BERLIN GALLERY WEEKEND 2019

3 jours d’immersion dans la capitale européenne de l’art contemporain.

En cette fin avril 2019, nous choisissons l’option du Weekend des galeries à Berlin à cette date concomitante d’Art Brussels et du salon Arte-Monte Carlo.

Avec cette chance d’arpenter la capitale européenne instituée de l’art contemporain sous un beau soleil de printemps, le long de ces longues avenues arborées en compagnie de nos amis Helena et Otto qui, pour l’occasion, nous offraient l’hospitalité dans cet accueillant quartier de Süd Mitte.

Le « Gallery Weekend de Berlin » c’est trois jours complets durant lesquels 45 galeries ouvrent sans discontinuité leurs portes au monde de l’art et aux collectionneurs avec l’attention toute particulière qu’on peut en attendre pour un tel événement : expositions exceptionnelles dans les musées alentour, vernissages, cocktails et soirées conviviales, sans oublier le grand dîner des galeries qui change de lieu  à chaque édition et qui cette année rassemblait pas moins de 1400 invités assis placés sous la verrière du hall de l’ancienne gare Ostbahnhof.

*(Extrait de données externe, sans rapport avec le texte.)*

PR #114, opened 2022-10-03
feat!: migrate to sdk 0.5.0

toddbaert:
- update providers to be compatible with 0.5.0 changes


libs/providers/go-feature-flag/src/lib/go-feature-flag-provider.ts
```diff
@@ -227,10 +227,12 @@ export class GoFeatureFlagProvider implements Provider {
...
       variant: apiResponseData.variationType,
-      reason: apiResponseData.reason.toString(),
+      reason: apiResponseData.reason?.toString() || 'UNKNOWN'
     };
-    if (apiResponseData.errorCode) {
-      sdkResponse.errorCode = apiResponseData.errorCode.toString();
+    if (Object.values(ErrorCode).includes(apiResponseData.errorCode as ErrorCode)) {
+      sdkResponse.errorCode = ErrorCode[apiResponseData.errorCode as ErrorCode];
+    } else if (apiResponseData.errorCode) {
+      sdkResponse.errorCode = ErrorCode.GENERAL;
```
toddbaert, line 235: This is probably not going to happen, but it looks like the existing code would return error codes that goff sent it the HTTP response.

Now, those errors code are an enum, so I have to do some mapping and if I can't map it, I use `GENERAL`.

libs/providers/flagd/package.json
```diff
@@ -7,6 +7,6 @@
     "current-version": "echo $npm_package_version"
   },
   "peerDependencies": {
-    "@openfeature/js-sdk": "^0.4.0"
+    "@openfeature/js-sdk": "~0.5.0"
```
toddbaert, line 10: require `0.5.x` since we are treating minors as majors sub v0.

libs/providers/go-feature-flag/src/lib/go-feature-flag-provider.ts
thomaspoignant: Yes it should probably throw in this case let me look at that in another PR if you want.

thomaspoignant (approved):

libs/providers/go-feature-flag/src/lib/go-feature-flag-provider.ts
toddbaert: Ya, I think it's a but unexpected, but this is about your REST API so it's up to you! to decide exactly how this should behave.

C’est dans cet esprit que nous avons commencé notre parcours par l’exposition rétrospective sur David Wojnarowicz au musée KW. Artiste new yorkais poète, photographe, vidéaste, redécouvert récemment, mort du sida en 88 à 38 ans, figure de la lutte pour la cause homosexuelle dans les années 80 au moment des premiers ravages du sida dans les communautés artistiques de Soho et de Lower East Side. Emotion intense donnée par toutes ces pièces témoignant des temps du fondement du mouvement gay dans ses moments les plus beaux et les plus tragiques à la fois. En espérant que cette exposition initiée au Whitney à New York arrive un jour à Paris.

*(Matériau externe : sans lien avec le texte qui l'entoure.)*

PR #179, opened 2022-12-09
feat!: update the otel hook to be spec compliant

### LINKED ISSUE #171: Add OTel hook
Now that [OTel 2529](https://github.com/open-telemetry/opentelemetry-specification/pull/2529) is merged, we should update the (or create a new) Open Telemetry hook.

Basically, this would entail creating a hook which:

Avant d’entamer le parcours des galeries, nous sommes allés visiter le studio d’Helena situé à Hocheshönhausen dans les studios ID. Légers frissons en arrivant, il s’agit d’une ancienne usine de matériel d’espionnage de l’ex-RDA, construite en 1985 et reconvertie depuis en 270 studios d’artistes loués à des prix défiant toute concurrence. Un signe de l’attractivité toujours actuelle de Berlin pour les artistes. En face, la Gedenstätte, l’ancienne prison de la Stasi où jusqu’en 1989, il n’y a pas si longtemps, les bons agents de la dictature communiste interrogeaient, torturaient et internaient encore tous citoyens jugés hors ligne. On garde tous en tête le film ” la Vie des Autres”. Brève visite mémorielle des bureaux et salles d’interrogatoire. A conseiller à ceux qui rêvent encore des dictatures heureuses.

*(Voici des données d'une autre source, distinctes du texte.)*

Issue #198, opened 2022-12-25
[flagd-provider] Can't import flagd provider in ESM Typescript project


talzion12:
Trying to import FlagdProvider in Typescript with ESM causes the following error:
```
node_modules/@openfeature/flagd-provider/src/index.d.ts:1:15 - error TS2834: Relative import paths need explicit file extensions in EcmaScript imports when '--moduleResolution' is 'node16' or 'nodenext'. Consider adding an extension to the import path.

1 export * from './lib/flagd-provider';
                ~~~~~~~~~~~~~~~~~~~~~~

src/main.ts:2:10 - error TS2305: Module '"@openfeature/flagd-provider"' has no exported member 'FlagdProvider'.

2 import { FlagdProvider } from '@openfeature/flagd-provider';
           ~~~~~~~~~~~~~


Found 2 errors in 2 files.

Errors  Files
     1  node_modules/@openfeature/flagd-provider/src/index.d.ts:1
     1  src/main.ts:2
```

When I switch my project to CommonJS the problem is resolved.
I'm not sure if this is a bug or if I'm doing something wrong here.

### Steps to reproduce

* Create Typescript ESM project.
* Import FlagdProvider like so: `import { FlagdProvider } from '@openfeature/flagd-provider';`.

I also created a simple [example repo](https://github.com/talzion12/openfeature-example). Running `npm run build` shows the error.

beeme1mr:
Hi @talzion12, thanks for reporting this. Sorry you keep running into ESM issues! The team has limited availability this week but we'll address it as soon as possible.

talzion12:
@beeme1mr Haha yes ESM is causing me quite a bit of issues 😅
No problem, in the meantime I created a custom provider.
Thanks!

toddbaert:
I'll look into this today and hopefully publish a fix.

toddbaert:
Thanks again for the report @talzion12 . Looks like this might have been a [change/regression in NX](https://github.com/open-feature/js-sdk-contrib/pull/201).

I published `0.7.3` which resolves the issue in your example project.

toddbaert:
I'm still seeing issues with this. I have a fix I'll push tomorrow.

PR #201, opened 2022-12-29
fix: fix ESM and web polyfills issue

toddbaert:
Fixes: https://github.com/open-feature/js-sdk-contrib/issues/198

This _seems_ to be the result of a breaking change in the nx `@nrwl/web:rollup` executor, which previously added an exports statement. I have moved to `@nrwl/rollup:rollup` with the `tsc` compiler, which generates the exports correctly and also fixes some [inappropriate polyfills](https://github.com/nrwl/nx/issues/10304) the `@nrwl/web:rollup` executor was adding.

En fait, le cadre de ce 15ème weekend se veut largement ouvert par sa directrice Maike Cruse qui propose un plan de visite réparti en 4 zones géographiques : Mitte Nord, Charlottenburg, Schöneberg, et Mitte Süd Kreuzberg.

Mitte Nord, le hot spot des années 2000 après la chute du Mur, est devenu le coeur artistique vibrant de Berlin, pôle historique très animé avec ses hôtels typiques et restaurants branchés, proches des lieux d’art, du KW, de la Hamburger Bahnhof et de l’île des Musées. La galerie BQ y vernissait avec Raphaela Vogel, découverte en France l’année dernière lors de Paris Internationale et plus récemment à la fondation Cartier comme l’une des “ Jeunes artistes d’Europe”.  Sculptrice, vidéaste, elle associe, en une désarmante intimité, les matériaux artistiques les plus disparates – heavy metal, high-tech, peau d’animal, cabinet de toilette portable, musique classique et narguilé. A suivre.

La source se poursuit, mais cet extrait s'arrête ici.